The Nazis in 1933 moralized about “my Germany” and burned books that were “un-German.”

Is this where we are headed? I’m counting on the bankrupt Left to continue down its self-dug hole and the American sense of life of initiative and achievement to reject attempts to rescue any part of Marxist Progressivism.

The deplorables are decent people, but their sense of life needs to be articulated and made explicit . . . soon.


* On the left/right political continuum—right being minimal government, left being total government—fascism is on the right side of the left, because it is a form of socialism. After Hitler’s invasion of Russia in 1941, fascism became a pejorative promoted by the communists who equated capitalism with fascism. Soon after, they began calling anyone they disagreed with a fascist.

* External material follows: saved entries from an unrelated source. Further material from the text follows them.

PR #412, opened 2022-06-13
CORE-3856 - Add configuration key and default for Max Allowed Message Size.

driessamyn:
Set this as 950Kb to leave some room for the AVRO message envelope.

Related runtime-os PR: https://github.com/corda/corda-runtime-os/pull/1437

### DIFF
--- a/data/config-schema/src/main/resources/net/corda/schema/configuration/messaging/1.0/corda.messaging.json
+++ b/data/config-schema/src/main/resources/net/corda/schema/configuration/messaging/1.0/corda.messaging.json
@@ -101,9 +101,11 @@
       "default": {}
     },
     "maxAllowedMessageSize": {
-      "description": "Maxiumum allowed size, in bytes, for publishing Messages. This configuration does _not_ change the Kafka configuration itself.",
+      "description": "Maximum allowed size, in bytes, for publishing Messages. This configuration is used by the platform as a guide and does _not_ change the underlying bus settings.",
       "type": "number",
-      "default": 972800
+      "default": 972800,
+      "minimum": 512000,
+      "maximum": 8388608
     }
   },
   "additionalProperties": false
--- a/data/config-schema/src/main/resources/net/corda/schema/configuration/messaging/1.0/corda.messaging.json
+++ b/data/config-schema/src/main/resources/net/corda/schema/configuration/messaging/1.0/corda.messaging.json
@@ -99,6 +99,11 @@
       "description": "Settings for publishers that write messages to the underlying bus",
       "$ref": "publisher.json",
       "default": {}
+    },
+    "maxAllowedMessageSize": {
+      "description": "Maxiumum allowed size, in bytes, for publishing Messages. This configuration does _not_ change the Kafka configuration itself.",
+      "type": "number",
+      "default": 972800
     }
   },
   "additionalProperties": false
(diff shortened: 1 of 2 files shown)


data/config-schema/src/main/resources/net/corda/schema/configuration/messaging/1.0/corda.messaging.json
```diff
@@ -99,6 +99,11 @@
       "description": "Settings for publishers that write messages to the underlying bus",
       "$ref": "publisher.json",
       "default": {}
+    },
+    "maxAllowedMessageSize": {
+      "description": "Maxiumum allowed size, in bytes, for publishing Messages. This configuration does _not_ change the Kafka configuration itself.",
```
JamesHR3: Strictly speaking the underlying bus might not be Kafka, so might be worth rephrasing that this is used by the platform as a guide and has no effect on underlying bus settings.

data/config-schema/src/main/resources/net/corda/schema/configuration/messaging/1.0/corda.messaging.json
```diff
@@ -99,6 +99,11 @@
...
+      "type": "number",
+      "default": 972800
```
JamesHR3: Wonder if it's worth adding some sort of minimum (although I'm not totally sure what that should be) - I expect we'd get some instability if this is set too small.

data/config-schema/src/main/resources/net/corda/schema/configuration/messaging/1.0/corda.messaging.json
driessamyn: Thanks. Text updated.

data/config-schema/src/main/resources/net/corda/schema/configuration/messaging/1.0/corda.messaging.json
driessamyn: Good point. I added both minimum and maximum.
We can review both values, but I choose 500kb as a minimum as I thought going small may compromise the performance of the platform, and I picked 8Mb as the maximum as that's what we currently have as the size of the chunks column in the DB.

JamesHR3 (dismissed):

data/config-schema/src/main/resources/net/corda/schema/configuration/messaging/1.0/corda.messaging.json
```diff
@@ -99,6 +99,13 @@
       "description": "Settings for publishers that write messages to the underlying bus",
       "$ref": "publisher.json",
       "default": {}
+    },
+    "maxAllowedMessageSize": {
```
LWogan, line 103: Does still apply to all messages from all producers? or just for messages that are being chunked. The name or description don't make that explicit if its just chunk size for large messages.

driessamyn: It's for all messages. Basically, it says never publish a message larger than ....

Currently we have 2 usecases: chunking and we check the AMQP serialsed objects before publishing them to Kafka after a DB query.

LWogan: Right, it just the minimum didn't make a lot of sense to me for the case of a normal publish of one simple avro record. Do we know a single avro record can't be below 500b? If it was, will the min just be ignored and we send anyway? So min would apply to chunks but max applies to all messages.

driessamyn: The minimum here is just the json schema validation. It's the minimum you're allowed to configure. So basically, we're saying you're not allowed to configure the maximum to be less than 500kb.

JamesHR3 (approved):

The Left continues this tradition today. See Mises, Planned Chaos, chapters 6 and 7.

** Whites, we are told, suffer “unconscious racism,” which means we are not even aware of it. We should therefore just shut up and obey the dictates of the caring, humanitarian Left. Our daughter not too long ago was silenced in a discussion because she is white. And participants at academic conferences have been told that scholarly discussion with them was not possible because they belonged to one of the privileged classes! This is polylogism at work.

*** Writing about the New Left “revolutionaries” of the 1960s, many of whom today are the tenured radicals promoting relativism and authoritarianism, Ayn Rand said: “The New Left does not portend a revolution, as its press agents claim, but a Putsch. . . . A Putsch is a minority’s seizure of power. The goal of a revolution is to overthrow tyranny; the goal of a Putsch is to establish it.”